[Stored items]
Content starts

Issue #3285, opened 2025-10-07
Firebot hangs in an infinite loop when a preset effect list calls itself


TheStaticMage:
### Is there an existing issue for this?

- [x] I have searched the existing issues

### Current Behavior

When I trigger a preset effect list that calls itself, it hangs Firebot.

(This was discovered by mistake, but it's possible to trivially create this situation by just having a preset effect list directly run itself.)

### Expected Behavior

Have a sanity check on the call stack depth and error out when this is exceeded, without hanging Firebot.

For example, maybe the code for a given event trigger increments a counter for a given preset effect list ID each time it gets triggered, and if this counter exceeds 10, it errors out.

### Steps To Reproduce

1. Create a preset effect list called "To infinity and beyond"
2. Add effect > Run effect list > Preset effect list > To infinity and beyond
3. Click the "play" button
4. Hang

### Version

v5 branch latest

### What operating system are you using Firebot on?

Windows 10

### Relevant log output

```shell
[2025-10-07 23:00:44.0071] - debug: Running firebot:run-effect-list(56446a47-9ff4-4e53-a32e-37240270db8d) effect...
[2025-10-07 23:00:44.0071] - debug: Looking and handling replace variables...
[2025-10-07 23:00:44.0071] - debug: Running firebot:run-effect-list(56446a47-9ff4-4e53-a32e-37240270db8d) effect...
[2025-10-07 23:00:44.0071] - debug: Looking and handling replace variables...
[2025-10-07 23:00:44.0071] - debug: Running firebot:run-effect-list(56446a47-9ff4-4e53-a32e-37240270db8d) effect...
[2025-10-07 23:00:44.0071] - debug: Looking and handling replace variables...
[2025-10-07 23:00:44.0071] - debug: Running firebot:run-effect-list(56446a47-9ff4-4e53-a32e-37240270db8d) effect...
[2025-10-07 23:00:44.0071] - debug: Looking and handling replace variables...
[2025-10-07 23:00:44.0071] - debug: Running firebot:run-effect-list(56446a47-9ff4-4e53-a32e-37240270db8d) effect...
[2025-10-07 23:00:44.0071] - debug: Looking and handling replace variables...

<forever until killed>
```

### Contact Details (Optional)

TheStaticMage

TheStaticMage:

Content ends

ACTIVITY — Reproduce word for word the lines of the records above, beginning at the first and ending with the line where "### Expected Behavior" appears, and nothing past it.

TASK ANSWER —
Issue #3285, opened 2025-10-07
Firebot hangs in an infinite loop when a preset effect list calls itself


TheStaticMage:
### Is there an existing issue for this?

- [x] I have searched the existing issues

### Current Behavior

When I trigger a preset effect list that calls itself, it hangs Firebot.

(This was discovered by mistake, but it's possible to trivially create this situation by just having a preset effect list directly run itself.)

### Expected Behavior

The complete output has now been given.